If you’ve ever read the Old Testament passages about the prophetess Deborah, or the New Testament passages about the prophetess Anna, the answer to that should be a simple: no.
What more needs to be said? The passages recount in clear language that God can speak through women, and that when he does the hearers need to listen up every bit as much as when he speaks through a man.
Yet the boys club in drag keeps insisting that it’s not that simple, that we need to take Paul’s instructions to the Corinthians forbidding women to talk in their church into account before letting women loose in our churches. Well, before we jump to conclusions, why don’t we take a risk and hear what a woman has to say about that passage?
… I don’t think I’ve stated this point simply enough because it hasn’t been commented upon, and it’s really my main point in relation to Corinthians. We do not need to know exactly what prophesy looked like (whether prophesy still exists in the church seems to me a debate best left for another thread.) But we can safely assume it involved talking… speaking forth! Prophesy and silence are incompatible. Because the passage about head coverings while praying and prophesying (11:5) are in the same book as the directive that women be silent… if they have a question they should ask their husbands at home (14:34, 35) I think the two statements need to be kept side by side. This is why I personally think the “silence” in chapter 14 is best understood in its immediate context… it was addressing disruption to worship by women asking their husbands to explain something. There are other references to women and prophesy in the New Testament… how can someone prophesy and be silent at the same time? I think we can at least be confident that prophesy is a spiritual gift, it involved speaking forth, and that women were involved in this ministry in the early church; yes, public ministry.

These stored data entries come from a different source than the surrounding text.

PR #9894, opened 2019-11-29
Add infrequent Icinga alert for ad-hoc dashboards

benthorner:
This adds a new alert to check if there are any ad-hoc dashboards in
    the Grafana instance associated with the environment. Such dashboards
    aren't in version control, tend to be temporary, and accumulate over
    time. Having this alert will motivate us to clean them up - currently
    our dashboard landscape is quite confusing, because there are so many.

If we like this and want to merge, we should first actually cleanup all the old dashboards identified by this alert, so we don't show the alert unnecessarily.

- [x] fix monitoring -> grafana connectivity
- [ ] cleanup dashboards not in code
- [x] write documentation to go with alert

### DIFF
--- a/modules/monitoring/files/usr/lib/nagios/plugins/check_old_grafana_dashboards
+++ b/modules/monitoring/files/usr/lib/nagios/plugins/check_old_grafana_dashboards
@@ -1,0 +1,20 @@
+#!/bin/bash
+
+while getopts ":h:" opt; do
+  case ${opt} in
+    h )
+      GRAFANA_HOST=$OPTARG
+      ;;
+  esac
+done
+
+DASHBOARDS=$(curl -s https://$GRAFANA_HOST/api/search | jq -c '.[]' | grep 'db/' | jq '.title')
+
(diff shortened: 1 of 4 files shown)


issyl0:
What severity is this alert going to show up as? Warning?

issyl0:
Alternative approach that doesn't add another alert for people to ignore because the dashboards it moans about aren't theirs: delete all dashboards that aren't in code after 7 days.

benthorner:
@issyl0 yeah, it would be a warning. I originally thought of doing a SlackBot, but I don't think that's possible because the bot needs access to all our Grafana instances. An alert was the next best thing people would see that wouldn't be destructive. I don't think we should delete dashboards without asking, since they may be needed temporarily e.g. for an ongoing incident.

Once the initial cleanup is done, I don't see this alert coming up very often. If it does, it seems reasonable to be alerted about a new dashboard, since Grafana is a shared space. I've some TODOs for this, one of which is to write a doc around the alert; we could recommend the dashboard be deleted unless someone 'claims' it with a PR i.e. there's a policy.

PR #9895, opened 2019-12-02
Support AWS on Whitehall SLIs dashboard

thomasleese:
In AWS the Whitehall Backend machines are called `whitehall_backend-*` whereas in Carrenza they are named `whitehall-backend-*`. I've changed the Graphite query to support both `-` and `_` as the separator character.

[Trello Card](https://trello.com/c/3sMDtJHP/1511-5-show-an-sli-how-available-is-whitehall-to-publishers)

### DIFF
--- a/modules/grafana/files/dashboards/whitehall-slis.json
+++ b/modules/grafana/files/dashboards/whitehall-slis.json
@@ -68,20 +68,20 @@
                 }
               ],
               "refId": "A",
-              "target": "hitcount(sumSeries(stats.whitehall-backend-*.nginx_logs.*.http_*), '1h')",
+              "target": "hitcount(sumSeries(stats.whitehall*backend-*.nginx_logs.*.http_*), '1h')",
               "textEditor": true,
               "timeField": "@timestamp"
             },
             {
               "hide": true,
               "refId": "B",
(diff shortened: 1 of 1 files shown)


thomasleese:
@issyl0 It's the fully qualified domain name of the machine. So for example in AWS it's `whitehall_backend-ip-10-1-4-133_eu-west-1_compute_internal` whereas in Carrenza it's `whitehall-backend-1_backend`. The Puppet class is defined as `whitehall_backend` so in terms of consistency, I think the AWS one is more correct (maybe that's why it was decided to go with that naming scheme after migrating to AWS, but I don't know the details on that decision).

In a lot of cases our machine classes are just single words, so this problem doesn't come up as much as we may think.

Having a look in Puppet I can see that in some cases we've added workarounds like this and in some cases we haven't (and the dashboards only work in Carrenza).

However, there are plenty of examples where we've had to add special things like this to support differences between Carrenza and AWS (Cog links in Icinga still don't work properly in AWS is another example) so I'm not sure if it's worth trying to find a nicer solution for this since we'll hopefully be all in AWS soon anyway and then it won't matter anymore.

issyl0:
@thomasleese Yeah, OK. At least it's consistently inconsistent. Roll on when we're fully in AWS and we can remove all these special cases, eh? :muscle:

PR #9897, opened 2019-12-02
Disable insecure SSH ciphers.

sengi:
The version of `sshd` in Ubuntu 14.04 is old enough that it doesn't
support disabling specific ciphers, so instead we specify an up-to-date
list of ciphers which are still ok.

This list is the default list of ciphers from the latest version of
OpenSSH. See https://man.openbsd.org/sshd_config#Ciphers

### DIFF
--- a/modules/ssh/templates/sshd_config.erb
+++ b/modules/ssh/templates/sshd_config.erb
@@ -7,6 +7,11 @@ UsePrivilegeSeparation          yes
 SyslogFacility                  AUTH
 LogLevel                        VERBOSE
 
+# Disable insecure ciphers. Ubuntu 14.04's sshd is so old that it doesn't
+# support removing ciphers from the list, so we have to specify the list
+# of ciphers which we still want.
+Ciphers                         chacha20-poly1305@openssh.com,aes128-ctr,aes192-ctr,aes256-ctr,aes128-gcm@openssh.com,aes256-gcm@openssh.com
+
 LoginGraceTime                  120
 StrictModes                     yes
 


issyl0:
Ouch, I'm getting flashbacks to #8153 and then #8155. Those changes were an epic exercise in disaster recovery. Be careful! 😬

sengi:
> Ouch, I'm getting flashbacks to #8153 and then #8155. Those changes were an epic exercise in disaster recovery. Be careful! 😬

Haha, that does look painful. We're on a pretty antique version of `sshd` so our options are a bit limited. I tested this out on one box in Integration and it seemed happy (both `sshd -T` and actually restarting it with the new config and re-connecting).

sengi:
I think disabling Puppet agent on the jumpbox temporarily while rolling this out is probably a good idea. Once we've proved that it hasn't broken ssh elsewhere then we can re-enable Puppet on the jumpbox and let it apply there last.

sengi:
Verified with `nmap -Pn -p22 -n -sV --script ssh2-enum-algos $host`

Before:
```
|   encryption_algorithms (16)
|       aes128-ctr
|       aes192-ctr
|       aes256-ctr
|       arcfour256
|       arcfour128
|       aes128-gcm@openssh.com
|       aes256-gcm@openssh.com
|       chacha20-poly1305@openssh.com
|       aes128-cbc
|       3des-cbc
|       blowfish-cbc
|       cast128-cbc
|       aes192-cbc
|       aes256-cbc
|       arcfour
|       rijndael-cbc@lysator.liu.se
```

After:

```
|   encryption_algorithms (6)
|       chacha20-poly1305@openssh.com
|       aes128-ctr
|       aes192-ctr
|       aes256-ctr
|       aes128-gcm@openssh.com
|       aes256-gcm@openssh.com
```

PR #12051, opened 2023-04-14
Disable Sentry for Smokey

theseanything:
As we still deploy to EC2, Smokey still runs and reports errors to Sentry. However, these are just noise as we've migrated to EKS.


ChrisBAshton (approved):
Nice 👍

PR #12056, opened 2023-04-18
Remove Smokey from the Deploy_App_Downstream job

deborahchua:
We no longer need to run Smokey in EC2 as it's now running on Kubernetes. This should stop it from running as part of the deploy app downstream job.

Trello card: https://trello.com/c/ahTC4Wjj/3134-disable-smokey-in-jenkins-2


MahmudH (approved):
LGTM 👍🏽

I was pulled up short when I read these comments by Danielle McCreeden’s because it brings the problem into such sharp focus. Whilst I’ve previously noted that Paul is not nearly so misogynistic as some of both his fans and his detractors would like him to be, and that we need to note that elsewhere he affirms women as disciples. What Danielle has noted is that he affirmed female voices in the very same book which is used to silence so many women.
This is precisely why we need alternate perspectives.